A study undertaken in 2013 by the European Union Agency for Fundamental Rights that looked at Jewish communities in eight of the 28 members of the EU – those eight included about 90 per cent of European Jews – found that 40 per cent of Belgian Jews are thinking about leaving their homeland soon.
According to physician Maurice Sosnowski, president of the Comité de Coordination des Organisations Juives de Belgique, the appalling attack at the end of May by a French jihadist on the Jewish museum of Brussels, in which four innocent people died, will certainly convince many Jewish Belgian families to immigrate to a country that’s safer for their children.
Quebec, “for linguistic and cultural reasons,” is undeniably “a very attractive destination” for young, francophone Belgian Jews, said Sosnowski, a noted specialist in neurophysiology and a professor in the faculty of medicine at the Free University of Belgium.
“I am among the many Belgians who greatly admire your country, Canada, a marvellous land of freedom and opportunity,” Sosnowski told The CJN.
“I often tell my young assistants that they should go to Canada to work. If I were younger, I would go to live in Canada without the least hesitation. For me, Canada is a perfect combination of European spirit and American possibilities for success. It’s a good marriage.”
Victor Goldbloom – a distinguished Jewish community leader in Montreal, who was a cabinet minister in Robert Bourassa’s Liberal governments in the early ’70s, a former commissioner of official languages of Canada and former president of the Quebec arm of Canadian Jewish Congress – was president of Jewish Immigrant Aid Services (JIAS) in the early 2000s.
In 2008, JIAS merged with Jewish Family Services and Jewish Employment Montreal to form Federation CJA’s Agence Ometz.
In 2002, Goldbloom chaired a working committee set up by JIAS to promote the immigration of Jews from Argentina and France. At the time, Argentina was facing a very serious economic crisis and France was experiencing a large increase in anti-Semitism, exacerbated by the second Palestinian intifadah.
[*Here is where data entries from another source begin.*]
PR #513, opened 2019-07-12
Fix: #507 "SvgText fill missing when custom attribute style set"

### LINKED ISSUE #507: SvgText fill missing when custom attribute style set
Using Svg from nuget version 2.4.3, I'm creating text that has a fill color, and also a custom style attribute set. Back in v1.7 this used to work, however since upgrading, the element is serialized without an explicit `fill` attribute. My guess is the library serializes the fill as a `style`, but my custom style overwrites that.

```
new SvgText("Test")
{
    Fill = blueColor,
    CustomAttributes = { { "style", "cursor: pointer" } }
}
```

I'd expect this to give me

```
<text fill="blue" style="cursor: pointer">Test</text>
```

But instead I get:

```
<text style="cursor: pointer">Test</text>
```

Is this use of the style attribute to set fill, instead of outputting an attribute, a deliberate change in the API?

H1Gdev:
#### Reference Issue

Fixes #507

### DIFF
--- a/Tests/Svg.UnitTests/StyleTest.cs
+++ b/Tests/Svg.UnitTests/StyleTest.cs
@@ -1,0 +1,45 @@
+﻿using System.Drawing;
+using System.IO;
+using System.Xml;
+using NUnit.Framework;
+
+namespace Svg.UnitTests
+{
+    [TestFixture]
+    public class StyleTest
+    {
+        [Test]
+        public void TestStyleValue()
+        {
+            var document = new SvgDocument();
+            var text = new SvgText("Test")
+            {
+                X = { 0f },
+                Y = { 20f },
+                Fill = new SvgColourServer(Color.Blue),
+                CustomAttributes = { { "style", "test0:test0" } }
+            };
+            text.AddStyle("test1", "test1", 0);
+            document.Children.Add(text);
+            using (var stream = new MemoryStream())
+            {
+                document.Write(stream);
+                stream.Position = 0;
+
+                var xmlDoc = new XmlDocument
+                {
+                    XmlResolver = new SvgDtdResolver()
+                };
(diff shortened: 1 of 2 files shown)


H1Gdev:
### Test code.
```cs
var doc = new SvgDocument
{
    Width = 100,
    Height = 100,
};
var text = new SvgText("Test")
{
    X = new SvgUnitCollection(),
    Y = new SvgUnitCollection(),
    Fill = new SvgColourServer(System.Drawing.Color.Blue),
    CustomAttributes = { { "style", "cursor: pointer" } }
};
text.X.Add(new SvgUnit(0f));
text.Y.Add(new SvgUnit(20f));
doc.Children.Add(text);
doc.Write("output.svg");
```

### Output SVG file.
```svg
<svg width="100" height="100" xmlns="http://www.w3.org/2000/svg" xmlns:xlink="http://www.w3.org/1999/xlink" xmlns:xml="http://www.w3.org/XML/1998/namespace" version="1.1">
  <text x="0" y="20" style="fill:blue;cursor: pointer">Test</text>
</svg>
```

mrbean-bremen:
Thanks, that was fast!
Your test code actually almost looks like a unit test (just need to check the text style in the output image) - maybe you can add a respective regression test?

Tests/Svg.UnitTests/StyleTest.cs
```diff
@@ -0,0 +1,45 @@
...
+                Assert.IsNotNull(attribute);
+
+                var styles = attribute.InnerText.Split(';');
+                Assert.Contains("test0:test0", styles);
+                Assert.Contains("test1:test1", styles);
+                Assert.Contains("fill:blue", styles);
+            }
+        }
+    }
+}
```
mrbean-bremen: 👍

Montreal Jewish community leaders were counting on the settlement of new Argentine and French Jewish immigrants to slow the demographic decline of the city’s Jewish population, Goldbloom recalled in an interview.
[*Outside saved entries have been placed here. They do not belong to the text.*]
PR #515, opened 2019-07-12
Apply Styles

H1Gdev:
#### Reference Issue

Relation #507

Provides a way to apply styles by programming generation as follows:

Highly respected in Quebec society as well as the Jewish community, Goldbloom’s judicious advice is greatly appreciated by many. He strongly recommends that Ometz leaders continue to follow up on the program promoting immigration to Montreal in the Jewish community of France and, if possible, in the francophone Jewish community of Belgium as well.
“We absolutely must extend a hand to the members of the French Jewish community, who today live in great anxiety. We must tell the French Jews: ‘Aliyah should be your first choice. But, if you don’t want to settle in Israel, you have the world before you. We strongly encourage you to choose Quebec,’” Goldbloom said.
“We must again promote the remarkable Montreal Jewish community in France, while taking all the necessary steps not to embarrass or offend French Jewish community leaders. We must also encourage francophone Belgian Jews who want to emigrate to choose Montreal if they want to ensure a more promising future for their children.”